The embodiment of the application provides a method for constructing a flow quality prediction model, namely, according to the conversion depth and the conversion consumption time information, evaluating the conversion intention of the historical user on the user conversion link to obtain a conversion intention score; according to the conversion intention grading, label calibration is carried out on the historical user characteristic data to obtain the link conversion degree label, the purpose of constructing an index label which is strongly related to a user conversion link is achieved, instead of constructing an index label which is strongly related to a single node in the user conversion link, iterative training and updating are carried out on the to-be-trained traffic quality prediction model according to the real traffic quality label determined by the link conversion degree label and the historical user characteristic data to obtain the traffic quality prediction model, the adaptability of the traffic quality prediction model and the whole user conversion link can be improved, the traffic quality prediction model is not only adapted to the single node in the user conversion link any more, the single index in the prior art is relatively flat, although the retention of the single node in the user conversion link is higher, for the whole user conversion link, the actual user transformation effect is poor, so that a foundation is laid for overcoming the technical defect that the accuracy of single-node flow quality evaluation in the user transformation link is low at present.
EXAMPLE III
An embodiment of the present application further provides a device for evaluating message traffic quality, where the device for evaluating message traffic quality includes:
the system comprises an acquisition module, a traffic quality prediction module and a traffic quality prediction module, wherein the acquisition module is used for acquiring user traffic data corresponding to a target conversion node in a user conversion link and determining a traffic quality prediction model corresponding to the target conversion node, and the traffic quality prediction model is obtained by optimizing the traffic quality prediction model based on a link conversion degree label;
and the flow quality prediction module is used for evaluating the user flow quality of the target conversion node according to the user flow data and the flow quality prediction model to obtain a flow quality evaluation result.

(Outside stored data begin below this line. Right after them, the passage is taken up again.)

Issue #634, opened 2019-10-22
io.pedestal.test/test-servlet-response reifys HttpServletResponse but not sendError() methods


hlship:
# Description

Code which de-references the context's :servlet-response key and invokes .sendError fails by throwing java.lang.AbstractMethodError

## Expected Behavior

The error code or error code and plaintext body should become the response 

## Actual Behavior

Exception thrown

## Steps to reproduce

(-> context :servlet-response (.sendError 401))

# Environment

OpenJDK 1.8

## Operating System (including version).

OS X 10.12.6

## Your current Leiningen or Boot version (`lein --version` or `boot --version`)

Leiningen 2.7.1 on Java 1.8.0_212 OpenJDK 64-Bit Server VM

## Pedestal version

0.5.3

ohpauleez:
Hi Howard!

Thanks for reporting the issue.  Is there any additional context you can provide about ways you're interacting with the Servlet directly?
Also, what would be your general expectations about calling `.sendError` on the reified servlet -- what information gets stored (if any), where should it be stored (if there is data), and how are you validations within the test shaped where you make this call?

hlship:
I think our use case is a bit ugly ... from what I can tell, the goal is to send the response immediately and bypass the :leave stage of any pending interceptors (the same code removes :io.pedestal.interceptor.chain/stack and :io.pedestal.interceptor.chain/queue from the queue).  

... and looking at the code, we normally only call that in one specific case.  

Ideally, I'd expect to see test-servlet-response return a Ring response with just the :status code provided to .setError.

ohpauleez:
Excellent, thanks for the extra bit of context.  Your expectation of result matches mine as well -- should be a quick change to make.  Thanks!

PR #636, opened 2019-11-21
Adds test support for HttpServletResponse SendError.

ddeaguiar:
Support HttpServletResponse's `sendError` method with and without a message.

Addresses #634 .


ohpauleez:
Yep, this is how I was planning on doing it.  Thanks!

PR #639, opened 2020-01-10
Return StringBuffer on getRequestURL

thumbnail:
When calling `(.getRequestURL req)` on a request created by `response-for` the following error popped up:
```
java.lang.ClassCastException: java.lang.String cannot be cast to java.lang.StringBuffer
```

Which is logical because `javax.servlet.http.HttpServletRequest#getRequestUrl` expects to return a `StringBuffer` instead of a `String`.

---

Happy to add a tests, but I'd need a suggestion on the approach, the fn is private and creating an interceptor for testing the request seems non-ideal.

### DIFF
--- a/service/src/io/pedestal/test.clj
+++ b/service/src/io/pedestal/test.clj
@@ -106,7 +106,7 @@
         (getMethod [this] (-> verb
                             name
                             cstr/upper-case))
-        (getRequestURL [this] url)
+        (getRequestURL [this] (StringBuffer. url))
         (getServerPort [this] port)
         (getServerName [this] host)
         (getRemoteAddr [this] "127.0.0.1")


thumbnail:
Hey @ddeaguiar 👋🏻,

 anything i can do to get this moving?

ddeaguiar:
> Hey @ddeaguiar 👋🏻,
> 
> anything i can do to get this moving?

Hi @thumbnail, thanks for the PR. I'll take a look at it in the next couple of days. In the meantime, have you filled out a [Contributor Agreement](https://github.com/pedestal/pedestal/blob/master/CONTRIBUTING.md)?

thumbnail:
Thanks for bringing the CA to my attention, it has since been submitted 👍

PR #647, opened 2020-03-05
support async handler function

lucywang000:
To use the async handler feature of pedestal, the handler function must be wrapped in a full interceptor, for instance with the  `interceptor.helpers/defbefore` macro:

```clojure
(defbefore handle-login
  [context]
  (async/go
    (async/<! (async/timeout 1000))
    (assoc context :response {:status 200 :body "hello"}))
```

This patch make it able to be simplified to:

```clojure
(defn hello
  [request]
  (async/go
    (async/<! (async/timeout 1000))
    {:status 200 :body "hello"}))
```

### DIFF
--- a/interceptor/src/io/pedestal/interceptor.clj
+++ b/interceptor/src/io/pedestal/interceptor.clj
@@ -12,7 +12,8 @@
 
 (ns io.pedestal.interceptor
   "Public API for creating interceptors, and various utility fns for
-  common interceptor creation patterns.")
+  common interceptor creation patterns."
+  (:require [clojure.core.async :as async]))
 
 (defrecord Interceptor [name enter leave error])
 
@@ -24,6 +25,7 @@
   (-interceptor [t] "Given a value, produce an Interceptor Record."))
 
 (declare interceptor)
+(declare channel?)
 (extend-protocol IntoInterceptor
 
   clojure.lang.IPersistentMap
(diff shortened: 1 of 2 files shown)


ohpauleez:
Hi @lucywang000 - thanks for using Pedestal and having interest in contributing!

Pedestal supports two approaches for async behavior.  An interceptor can "go async" and transfer the handling to another thread (this is done at the interceptor level) or a response body can be a WriteableAsyncBody, triggering the container's async handling capabilities and enabling async handling all the way down to the wire (ie: through Pedestal to the I/O).  [There exists](https://github.com/pedestal/pedestal/blob/master/service/src/io/pedestal/http/impl/servlet_interceptor.clj#L100) a backwards-compatibility to allow response bodies to be core.async channels (much like you've done in your PR) even though this is discouraged.

It was a specific design choice to make async interceptors more evident in the code via
`(def my-async-interceptor {:enter (fn [ctx] ...)})`.

We also tried to keep the core abstractions and APIs (eg: interceptor.clj) as free of dependencies as possible and as free from conditional logic as possible (favoring polymorphic extension and composition).

I'm happy to see more evidence about where these decisions cause problems or hardships, or where alternatives open up other possibilities that are currently not within reach.  The community should weigh in too!
I'm going to close this PR, but we can open an issue or move this to the mailing list.

lucywang000:
Hi @ohpauleez Thanks for the reply. 

> ... a response body can be a WriteableAsyncBody

That's a good feature, but only the body is allowed to be an async channel. This means the application has to set the status code, headers, etc., before going async.


> It was a specific design choice to make async interceptors more evident in the code via
(def my-async-interceptor {:enter (fn [ctx] ...)}).

May I ask why? 

If you take a look at the two examples in my PR description again, I'd argue it's way more counter-intuitive to force people to write a function that takes a context map but the only usage of the context is to get the `:request` key out of it.

In pedestal handler functions are wrapped into interceptors under the hood, which provides a conceptual integrity. However most of the time (90%+ imo) application developers are writing code with handlers, not interceptors, which justifies the importance of the `handlers` and the benefit it would yield if we facilitate the way to write async handlers out of the box.


> We also tried to keep the core abstractions and APIs (eg: interceptor.clj) as free of dependencies as possible and as free from conditional logic as possible

Well the interceptor/chain.clj ns depends on core.async anyway and it's full of conditional logic :P .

Optionally, the message traffic quality assessment apparatus is further configured to:
acquiring a traffic quality prediction model to be trained and historical user characteristic data corresponding to a historical user;
according to conversion intention related information of the historical user on the user conversion link, performing label calibration on the historical user characteristic data to obtain a link conversion degree label;
determining a real flow quality label corresponding to the historical user characteristic data according to the link conversion degree label;
and performing iterative training and updating on the to-be-trained flow quality prediction model according to the real flow quality label and the historical user characteristic data to obtain the flow quality prediction model.
Optionally, the conversion intention association information includes conversion depth and conversion consumption time information of the historical user on the user conversion link, and the message traffic quality assessment apparatus is further configured to:
according to the conversion depth and the conversion consumption time information, evaluating the conversion willingness of the historical user on the user conversion link to obtain a conversion willingness score;
and according to the conversion wish score, performing label calibration on the historical user characteristic data to obtain the link conversion degree label.
Optionally, the message traffic quality assessment apparatus is further configured to:
determining the traffic category corresponding to the historical user characteristic data according to the value size of the link conversion degree label and a preset conversion degree range;
and endowing the historical user characteristic data with a real flow quality label corresponding to the flow category.
Optionally, the message traffic quality assessment apparatus is further configured to:
evaluating the conversion qualification corresponding to the historical user according to the historical user characteristic data to obtain a conversion qualification score;
and according to the conversion qualification grade and the conversion willingness grade, performing label calibration on the historical user characteristic data to obtain the link conversion degree label.
Optionally, the user traffic data at least includes a user feature data, and the obtaining module is further configured to:
acquiring user portrait characteristics and node user conversion time corresponding to each conversion node before the target conversion node;
and generating the user characteristic data according to the node user transformation time characteristics and the user portrait characteristics constructed according to the user transformation time.
Optionally, the obtaining module is further configured to:
acquiring flow channel information corresponding to each conversion node before the target conversion node and corresponding message product forms;
constructing flow channel characteristics according to the information of each flow channel, and constructing message product form characteristics according to the form of each message product;
and splicing the user portrait characteristics, the node user conversion time characteristics, the flow channel characteristics and the message product form characteristics to obtain the user characteristic data.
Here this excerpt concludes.